Family Trees: My cousin, Eden (age 4, far left), standing next to her purple-leaf plum. Jena (me, age 5) underneath my flowering ornamental pear tree (back right). Madison (age 6, far right), my sister, hugging her yellow-wood tree. Photo from May 2004.

My grandparents have always been two of my favorite people in this world. My clearest childhood memories are from their house with all my cousins. We would spend hours making up games and running around the yard. But now, because we are all growing up and my grandparents are older, they finally decided to sell their house. We will keep the memories made in my grandparent’s house, but there are some things that we couldn’t bring with us. Particularly, seven trees. 


My grandparents started a tradition that they would celebrate the birth of a new grandchild by planting a tree that would flower or the leaves would change color during that child’s birth month. When my grandparents moved, they left behind at the old house a crab apple (blooms in early April), a yellow wood (bright flowers into June), a pear tree (white flowers in May), a purple-leaf plum (striking leaves in July), a star magnolia (eye-catching flowers in May), a crimson maple (bright red leaves in November), and a sugar maple (wonderful yellow and orange leaves in October). Recently, in part because of a college Botany course, I started thinking about those trees, but I could not even remember what type of tree my grandparents had planted for me. 


I asked my grandparents about our trees and they remembered every single one.

My grandma has been going through a lot of pictures and most years she would take a picture of us standing by our tree on our birthday. When I first saw the pictures, I was in shock.
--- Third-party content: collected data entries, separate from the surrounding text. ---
PR #26806, opened 2024-07-03
fix(core): ignore errors from cleanupNativeFileCache (revert to previous behaviour)

MaxKless:
## Current Behavior
errors can crop up when running `nx reset` on windows. 

## Expected Behavior
those errors are not critical so they should be ignored.

## Related Issue(s)

Fixes #

### DIFF
--- a/packages/nx/src/command-line/reset/reset.ts
+++ b/packages/nx/src/command-line/reset/reset.ts
@@ -54,7 +54,7 @@ export async function resetHandler(args: ResetCommandOptions) {
     try {
       await cleanupNativeFileCache();
     } catch {
-      errors.push('Failed to clean up the native file cache.');
+      // ignore, deleting the native file cache is not critical and can fail if another process is locking the file
     }
     try {
       await cleanupWorkspaceData();


ErickRodrCodes:
Some clues here Max:
1. apparently rimraf might not be the best tool here, as I was able to track where the temp folders.... and it is creating an absurd amount of those folders:

image

my guess is it dies trying to `rmSync` such folder here:

```
function cleanupNativeFileCache() {
    return incrementalBackoff(INCREMENTAL_BACKOFF_FIRST_DELAY, INCREMENTAL_BACKOFF_MAX_DURATION, () => {
        (0, fs_extra_1.rmSync)((0, native_file_cache_location_1.getNativeFileCacheLocation)(), { recursive: true, force: true });
    });
}
```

I remembered my tree as this little thing with thin branches growing just above my head, but the pictures showed otherwise. Seeing the tree towering over me, both of us growing together was nostalgic. I now realize that when you're younger you don’t notice or remember the little things as much as you do when you get older. 

Our Trees: 


April 1997, crabapple

Alex was born right when the crabapples blossom. When the first Copley grandchild came into the world, the world definitely was not ready for him. This troublemaker always ‘jumped’ before thinking. Alex was constantly covered in scrapes and bruises from whatever mischief he had gotten into and he caused a ruckus wherever he went. He loves to test limits and be a part of a good story. We all look up to him as the cool older cousin, and fittingly, his tree usually blooms the earliest of all of our trees. 


June 1997, yellow wood

A few months after the birth of the first grandchild, my sister Madison was born. Madison is  cautious and caring. She is the “mom” of the group, and balances out Alex’s impulsive nature. Always wanting to set the best example, Madison takes pride in her schoolwork. Not only does she want to be the best, she wants everyone’s attention while she does it. Like her, her large yellow-wood tree with its long flowering time from late May to early July is always the center of attention. 
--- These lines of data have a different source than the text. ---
PR #26814, opened 2024-07-03
docs(core): sync top menu features with sidebar

isaacplmann:
- Syncs top menu features drop down names with sidebar
- Moves Setup enterprise feature under Enterprise -> On Premise
- Collapse concepts section in CI tab


jaysoo:
We should also add `Automatically Split E2E Tasks (Atomizer)` and `Identify and Re-run Flaky Tasks` to the Features menu. We don't need the `new` label.

jaysoo (approved):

The author, age 12, with her ornamental pear tree in 2011.

May 1999, ornamental pear

Personally, I feel the most important grandchild was born next: me. As the third grandchild behind two very big personalities, I have always been the quiet one. As a kid I would watch and follow whatever the older kids did. Today I am still the quiet one, but I do like to cause trouble. I play tricks and make jokes, but never for the attention. My aversion to attention is quite the opposite of the large ornamental pear tree that represents my birth. 


July 1999, purple-leaf plum

Shortly after my birth, the third girl in the Copley family, Eden, was born. She and I have always been great friends. She loves to make everyone happy and is very go-with-the-flow. With an older brother like Alex, she has been the more timid one of the two, but you can always count on Eden. With such a serene color, the purple-leaf plum is the perfect tree to represent her. 
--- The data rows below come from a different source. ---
PR #26824, opened 2024-07-04
fix(nextjs): schema type for unitTestRunner for library

Demianeen:
## Current Behavior
The [docs](https://nx.dev/nx-api/next/generators/library#unittestrunner) say that you can use vitest as a unitTestRunner option. It also worked when I tested with the following command:
```sh
nx g @nx/next:library shared --dir=modules/shared --style none --dry-run --projectNameAndRootFormat as-provided --component false --unitTestRunner vitest
```

But types say otherwise:
CleanShot 2024-07-04 at 16 24 44@2x

## Expected Behavior
Types will allow 'vitest' option for a unitTestRunner

## Related Issue(s)
none

### DIFF
--- a/packages/next/src/generators/library/schema.d.ts
+++ b/packages/next/src/generators/library/schema.d.ts
@@ -13,7 +13,7 @@ export interface Schema {
   pascalCaseFiles?: boolean;
   routing?: boolean;
   appProject?: string;
-  unitTestRunner: 'jest' | 'none';
+  unitTestRunner: 'jest' | 'vitest' | 'none';
   linter: Linter | LinterType;
   component?: boolean;
   publishable?: boolean;


ndcunningham:
Hi, this alone would not be enough to enable `vitest` as your `unitTestRunner`.

If you want to put together an updated PR here is what you would need to do:

Currently, we are only generating `jest` so you would need to create the `vitest` config and also install the necessary packages.

It is done like this in our react generator: https://github.com/nrwl/nx/blob/master/packages/react/src/generators/application/application.ts#L224

So you would need to change: https://github.com/nrwl/nx/blob/master/packages/next/src/generators/application/application.ts#L68 to to check for which `unitTestRunner` was passed in and generate the files accordingly.

Demianeen:
I did a little typo in the issue description. I tried to run generate command with vitest like:
```
nx g @nx/next:library shared --dir=modules/shared --style none --dry-run --projectNameAndRootFormat as-provided --component false --unitTestRunner vitest
```
And it worked for me. The docs also say that you can use vitest value as a unitTestRunner for this next generator

From: Nicholas Cunningham ***@***.***>
Date: Thursday, 4 July 2024 at 19:04
To: nrwl/nx ***@***.***>
Cc: Feliche-Demian Netliukh ***@***.***>, Author ***@***.***>
Subject: Re: [nrwl/nx] fix(next): schema type for unitTestRunner (PR #26824)

Hi, this alone would not be enough to enable vitest as your unitTestRunner.

If you want to put together an updated PR here is what you would need to do:

Currently, we are only generating jest so you would need to create the vitest config and also install the necessary packages.

It is done like this in our react generator: https://github.com/nrwl/nx/blob/master/packages/react/src/generators/application/application.ts#L224

So you would need to change: https://github.com/nrwl/nx/blob/master/packages/next/src/generators/application/application.ts#L68 to to check for which unitTestRunner was passed in and generate the files accordingly.

xiongemi (approved):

The author's younger brother, Craig (age 8) with his star magnolia in 2010.

May 2002, star magnolia


Once again, havoc was brought upon the family, with the birth of my little brother, Craig. No one was prepared for the big personality that came in such a small body. Craig was called the “drama king” growing up, and he always kept everyone on their toes. He has a huge heart and cares a lot, but as the youngest of three, he sure loves to be the star of the show. A star magnolia was planted for his birth, and it does him perfect justice. 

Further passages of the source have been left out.